Developing Social Robots with Empathetic Non-Verbal Cues Using Large Language Models
Published in Proceedings of the 32nd IEEE International Conference on Robot and Human Interactive Communication (RO-MAN), 2023
Recommended citation: Lee, YK., Jung, Y, Kang, K., & Hahn, S. (2023). Developing Social Robots with Empathetic Non-Verbal Cues Using Large Language Models. Late Breaking Report at 2023 32nd IEEE International Conference on Robot and Human Interactive Communication (RO-MAN).

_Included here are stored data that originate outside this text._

PR #348, opened 2024-02-19
Remove JSON <--> String conversions when reading/writing files

chrisib:
Two main changes:

1) Refactor JSON file I/O to operate on file objects directly instead of loading data into a string in RAM and operating on that
2) When reading non-JSON files, return `bytes` instead of `str` if the mode is binary & there's an error opening the file

### DIFF
--- a/software/firmware/configuration.py
+++ b/software/firmware/configuration.py
@@ -10,7 +10,7 @@ of the valid values that it may have. There are several different types of COnfi
 
 import os
 import json
-from file_utils import load_file, delete_file, load_json_data
+from file_utils import load_file, delete_file, load_json_file
 from collections import namedtuple
 
 Validation = namedtuple("Validation", "is_valid message")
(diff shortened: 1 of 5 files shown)


awonak:
The original save state design allowed script authors to choose the serialization format of their choice, but I don't think anyone else was interested in using `struct`. Saving state as a dict without knowledge of the storage format really just makes more sense. What do you think about refactoring this further to abstract away the underlying format from the API , e.g. replace `save_state_json(data)` with just `save_state(data)` which still just expects a dict. That should simplify the API and docs for script authors.  You could even replace JSON with YAML ;).

If this seems too out of scope, we can create an issue for the backlog too.

chrisib:
I think there's maybe some merit in allowing the `bytes` storage. It could be useful for more efficient storage of sequences, since JSON tends to have a lot of bloat.  But the string storage could probably get dumped, since a string could be saved as a JSON object anyway (though with extra quotation marks).

e.g.
```python
>>> import json
>>> json.dumps("hello world")
'"hello world"'
```

Looking through the code, there's nowhere that actually uses the `load|save_state_str` outside of the tests, so I think removing it now would probably be easiest.

chrisib:
If we're aware of the (very slight) regression in the bootloader then I'm okay with that too. I've removed the `load_state_str` and `save_state_str` functions from `europi_script`. I've left the `_bytes` versions because that feels like something potentially more useful for future scripts that need to save raw binary data. We _could_ use JSON + base64 encoding for that, but being able to store raw 0's and 1's feels like a good feature to have.

software/firmware/configuration.py
```diff
@@ -192,20 +192,16 @@ def load_config(cls, config_spec: ConfigSpec):
...
+            default_config = config_spec.default_config()
+            validation = config_spec.validate(saved_config)
 
-                if not validation.is_valid:
-                    raise ValueError(validation.message)
+            if not validation.is_valid:
+                raise ValueError(validation.message)
 
-                config.update(saved_config)
+            default_config.update(saved_config)
```
mjaskula, line 202: [optional] I feel like this variable name is misleading now (as well as the return statement below. Once this update happens it is no longer the default config. Perhaps it should just be `config`.

mjaskula (approved):
These changes look good to me. I'm a little embarrassed of my original implementation now. This is a good improvement. 

I agree that the effect on the bootloader is fine. As long as the user isn't getting an error, and the only result is that they get dumped back in to the menu, then I don't see any harm there.

software/firmware/configuration.py
chrisib: Change made.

A social robot must establish trust so that humans feel comfortable sharing their feelings and thoughts. This necessitates robots conveying a comprehensive understanding through in-depth communication with the user. In-depth communication requires active listening and the use of various non-verbal social cues (e.g., gestures). This gets more challenging for robots, and they need to combine spoken communication with non-verbal social cues, such as body language and speech tone, to gain user trust.
Although a significant amount of human-robot interaction (HRI) research has explored the impact of non-verbal cues on improving communication with humans, the question of how to incorporate these into robots’ cognitive systems is less examined, especially within the realms of natural language processing (NLP) and artificial intelligence (AI). This gap leads to our central question: can we enhance empathy and active listening in such scenarios by developing a unified cognitive system that incorporates a large language model and proposes suitable non-behavioral cues in a given situation?
We proposed augmenting the empathetic capacities of social robots by integrating non-verbal cues. Our primary contribution is the design and labeling of four types of empathetic non-verbal cues, abbreviated as SAFE: Speech, Action (gesture), Facial expression, and Emotion, in a social robot.